++++ Working data

PR #69, opened 2020-09-19
New way to patch backlight on Kaby Lake and older

hieplpvip:
Hi, this pull request adds a new backlight patch for Kaby Lake and older based on the Coffee Lake backlight patch. It removes the need of injecting custom PWMMax with SSDT-PNLF, allowing using the default PWMMax system firmware.

With this patch, we can use SSDT-PNLFCFL for any platforms, just need to change _UID.

Tested on KabyLake (HD620)

P/s: This is my first time working with Intel graphics patching. If I did anything wrong, please help me correct it. Thank you very much!

### DIFF
--- a/WhateverGreen/kern_igfx.cpp
+++ b/WhateverGreen/kern_igfx.cpp
@@ -328,6 +328,15 @@ void IGFX::processKernel(KernelPatcher &patcher, DeviceInfo *info) {
 		else if (currentFramebuffer == &kextIntelCFLFb && BaseDeviceInfo::get().modelType == WIOKit::ComputerModel::ComputerLaptop)
 			cflBacklightPatch = CoffeeBacklightPatch::Auto;
 
+		// Enable new backlight patch type on KBL and older if the corresponding boot argument is found
+		newBacklightPatch = checkKernelArgument("-igfxnewbklt");
+		// Or if "enable-new-backlight-fix" is set in IGPU property
+		if (!newBacklightPatch)
+			newBacklightPatch = info->videoBuiltin->getProperty("enable-new-backlight-fix") != nullptr;
+		// New backlight patch is only for KBL and older
+		if (newBacklightPatch && cpuGeneration > CPUInfo::CpuGeneration::KabyLake)
+			SYSLOG("igfx", "new backlight patch is only for KBL and older. CFL and above must use another patch.");
+
 		if (WIOKit::getOSDataValue(info->videoBuiltin, "max-backlight-freq", targetBacklightFrequency))
 			DBGLOG("igfx", "read custom backlight frequency %u", targetBacklightFrequency);
 
@@ -380,6 +389,8 @@ void IGFX::processKernel(KernelPatcher &patcher, DeviceInfo *info) {
 			if (dumpFramebufferToDisk || dumpPlatformTable || debugFramebuffer)
 				return true;
 			if (cflBacklightPatch != CoffeeBacklightPatch::Off)
+				return true;
+			if (newBacklightPatch)
 				return true;
 			if (maxLinkRatePatch)
 				return true;
@@ -502,14 +513,14 @@ bool IGFX::processKext(KernelPatcher &patcher, size_t index, mach_vm_address_t a
 		// Accept Kaby FB and enable backlight patches if On (Auto is irrelevant here).
 		bool bklKabyFb = realFramebuffer == &kextIntelKBLFb && cflBacklightPatch == CoffeeBacklightPatch::On;
 		// Solve ReadRegister32 just once as it is shared
-		if (bklCoffeeFb || bklKabyFb ||
+		if (bklCoffeeFb || bklKabyFb || newBacklightPatch ||
 			RPSControl.enabled || ForceWakeWorkaround.enabled || coreDisplayClockPatch) {
 			AppleIntelFramebufferController__ReadRegister32 = patcher.solveSymbol<decltype(AppleIntelFramebufferController__ReadRegister32)>
 			(index, "__ZN31AppleIntelFramebufferController14ReadRegister32Em", address, size);
 			if (!AppleIntelFramebufferController__ReadRegister32)
 				SYSLOG("igfx", "Failed to find ReadRegister32");
 		}
-		if (bklCoffeeFb || bklKabyFb ||
+		if (bklCoffeeFb || bklKabyFb || newBacklightPatch ||
 			RPSControl.enabled || ForceWakeWorkaround.enabled) {
 			AppleIntelFramebufferController__WriteRegister32 = patcher.solveSymbol<decltype(AppleIntelFramebufferController__WriteRegister32)>
 			(index, "__ZN31AppleIntelFramebufferController15WriteRegister32Emj", address, size);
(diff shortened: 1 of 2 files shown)


hieplpvip:
Sample `SSDT-PNLF`:
```asl
// Adding PNLF device for WhateverGreen.kext and others.
// Rename GFX0 to anything else if your IGPU name is different.

// Change _UID to match profiles in WhateverGreen.kext Info.plist
// 14: Sandy/Ivy
// 15: Haswell/Broadwell
// 16: Skylake/KabyLake (and some Haswell, example 0xa2e0008)
// 17: custom LMAX=0x7a1
// 18: custom LMAX=0x1499
// 19: CoffeeLake
// 99: Other (requires custom AppleBacklightInjector.kext/WhateverGreen.kext)

DefinitionBlock ("", "SSDT", 2, "ACDT", "PNLF", 0x00000000)
{
    External (_SB_.PCI0.GFX0, DeviceObj)

    Device (_SB.PCI0.GFX0.PNLF)
    {
        Name (_ADR, Zero)  // _ADR: Address
        Name (_HID, EisaId ("APP0002"))  // _HID: Hardware ID
        Name (_CID, "backlight")  // _CID: Compatible ID
        Name (_UID, 0x10)  // _UID: Unique ID
        Name (_STA, 0x0B)  // _STA: Status
    }
}
```

07151129:
I may be missing something, but what's the advantage of this method if it requires injecting custom SSDT anyway?

Andrey1970AppleLife:
[SSDT-PNLF](https://github.com/acidanthera/WhateverGreen/blob/master/Manual/SSDT-PNLF.dsl) injects _UID and PWMMAX automatically depending on a platform, аnd in most cases doesn't require editing.

hieplpvip:
This patch allows display backlight to work right after boot on LG gram 13Z970. With traditional `SSDT-PNLF`, it only works after a sleep/wake cycle. I can't find what's wrong with `SSDT-PNLF` (perhaps some registers are initialized incorrectly), so I created this patch. I think this is a cleaner way to patch backlight.

goodbest:
> This patch allows display backlight to work right after boot on LG gram 13Z970. With traditional `SSDT-PNLF`, it only works after a sleep/wake cycle. I can't find what's wrong with `SSDT-PNLF` (perhaps some registers are initialized incorrectly), so I created this patch. I think this is a cleaner way to patch backlight.

My dell 7380 laptop (7200u, 1080p screen, HD620, hardware almost the same with your LG machine.) used to have the same issue.
After a lot of work, I figured out that I have to use [`SSDT-RMCF`](https://github.com/RehabMan/OS-X-Clover-Laptop-Config/blob/master/hotpatch/SSDT-RMCF.dsl) together with `SSDT-PNLF` to solve this issue, which I think `perhaps some registers are initialized incorrectly` might be the cause.

In my `SSDT-RMCF`, I changed the variables to the following values. You can also try different combinations for that.
```
Name (HIGH, One)
Name (BKLT, 0x05)
Name (LMAX, 0x056C)
```

vit9696:
Well, the current `SSDT-PNLF` is more convenient for one reason: it detects the platform and sets the correct `_UID` automatically. If anything, the new SSDT should preserve this functionality. I would also prefer to unify `SSDT-PNLF` with `SSDT-PNLFCFL` to have one SSDT for all since we are changing this anyway.

As for the approach itself, from what I understand the problem is that macOS drivers hardcodes the PWM frequency and thus the range of the backlight level. There are two ways to avoid it:

- Set the PWM frequency to the one macOS expects (this is what SSDT-PNLF does).
- Rescale the values used by macOS to the frequency set by the BIOS GOP code (this is what the CFL code does).

The second approach might be better as it will avoid the backlight flashes during the startup, but I wonder what downsides does it actually have besides the WEG patches. Could you provide some more details on the implementation and the problem as we do not know much about it.

goodbest:
> Well, the current `SSDT-PNLF` is more convenient for one reason: it detects the platform and sets the correct `_UID` automatically. If anything, the new SSDT should preserve this functionality. I would also prefer to unify `SSDT-PNLF` with `SSDT-PNLFCFL` to have one SSDT for all since we are changing this anyway.
> 
> As for the approach itself, from what I understand the problem is that macOS drivers hardcodes the PWM frequency and thus the range of the backlight level. There are two ways to avoid it:
> 
> * Set the PWM frequency to the one macOS expects (this is what SSDT-PNLF does).
> * Rescale the values used by macOS to the frequency set by the BIOS GOP code (this is what the CFL code does).
> 
> The second approach might be better as it will avoid the backlight flashes during the startup, but I wonder what downsides does it actually have besides the WEG patches. Could you provide some more details on the implementation and the problem as we do not know much about it.

I agree that using ``SSDT-PNLF` would be more convenient.
However I encountered the same issue with @hieplpvip I described above, so I suppose there must be some bug (or missing variable that should be added) in current PNLF DSL file.

1alessandro1:
Sorry for the little ot, but SSDT-PLNF and SSDT-PLNFCFL apply only to laptops or for desktops too?
I've heard the only way to control desktop brightness on desktops was to check the monitor itself (its internal parameters)... If this is true and SSDT-PLNF/SSDT-PNLFCFL are not required, does macOS have brightness settings at 100% all the time (leaning the brighness controls to the monitor panel only)?

hieplpvip:
> Well, the current `SSDT-PNLF` is more convenient for one reason: it detects the platform and sets the correct `_UID` automatically. If anything, the new SSDT should preserve this functionality. I would also prefer to unify `SSDT-PNLF` with `SSDT-PNLFCFL` to have one SSDT for all since we are changing this anyway.

This should be trivial. 

> As for the approach itself, from what I understand the problem is that macOS drivers hardcodes the PWM frequency and thus the range of the backlight level. There are two ways to avoid it:
> 
> * Set the PWM frequency to the one macOS expects (this is what SSDT-PNLF does).
> * Rescale the values used by macOS to the frequency set by the BIOS GOP code (this is what the CFL code does).
> 
> The second approach might be better as it will avoid the backlight flashes during the startup, but I wonder what downsides does it actually have besides the WEG patches. Could you provide some more details on the implementation and the problem as we do not know much about it.

My patch uses the second way. I just copied the CFL code and changed the registers to match the platforms.
```
Ivy Bridge and before use two registers: BXT_BLC_PWM_FREQ1 for frequency and BLC_PWM_CPU_CTL for duty cycle
Haswell to Kaby Lake use only one register: BXT_BLC_PWM_FREQ1 for both frequency and duty cycle
```

MrHomebrew:
I could definitely test to see if this is working. Currently I have the surface pro 2017 with Intel I7 hd620 and with OpenCire I keep getting black screen on internal. This seems to be a possible solution

MrHomebrew:
No matter what I do I can not get the internal display to fully light up. Black screen with backlight it seems. Idk what is going on and being a hidpi display the resolutions that become stock are all for 1080p monitors. My internal in 2736x1824.

Idk what to do

hieplpvip:
@MrHomebrew Did you enable the patch (with bootarg `-igfxnewbklt` or device property `enable-new-backlight-fix`)?

MrHomebrew:
I had no idea about that boot argument or device property. I will definitely give it a try. Where did you find that info?

hieplpvip:
> I had no idea about that boot argument or device property. I will definitely give it a try. Where did you find that info?

It's in the code...

hieplpvip:
I will close this as I'm working on a dedicated kext for backlight [here](https://github.com/hieplpvip/AppleBacklightSmoother).

vit9696:
Ugh, why do we need a billion of kexts that duplicate the functionality?

hieplpvip:
I'm trying to get smooth backlight transition working. I couldn't figure out how to let macOS do it natively so I have to do it manually by splitting the big change in backlight duty cycle into consecutive small enough changes (e.g. `978 -> 1028 -> 1079 -> 1132` instead of `978 -> 1132`). There is a 10 millisecond delay between each change.

It's working pretty well for me, though I think I can fine tune it more. The code is kinda hacky so I think it should be a dedicated plugin for now instead of being a part of WhateverGreen.

MrHomebrew:
hieplpvip  cou)d you take a look at my OpenCore EFI folder and possibly make the necessary changes this way I can reflect and understand what I did wrong that I can correct in the future.

Here is a link below

https://github.com/MrHomebrew/-Surface-Pro-2017-OpenCore-EFI-

If anyone can help get this internal display to turn on you will really be a big help.

1alessandro1:
@hieplpvip I suggest to adapt the AppleBacklightSmoother code to WhateverGreen as @vit9696 suggested, since having two kexts handling AppleIntelxxxGraphics modifications is not ideal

++++++++

Exercise requirements: Looking at the data above, write out exactly the lines that start at the one containing "if (cflBacklightPatch != CoffeeBacklightPatch::Off)" and end at the one containing "is irrelevant here)."; include both and nothing beyond.

Solution below:
 			if (cflBacklightPatch != CoffeeBacklightPatch::Off)
+				return true;
+			if (newBacklightPatch)
 				return true;
 			if (maxLinkRatePatch)
 				return true;
@@ -502,14 +513,14 @@ bool IGFX::processKext(KernelPatcher &patcher, size_t index, mach_vm_address_t a
 		// Accept Kaby FB and enable backlight patches if On (Auto is irrelevant here).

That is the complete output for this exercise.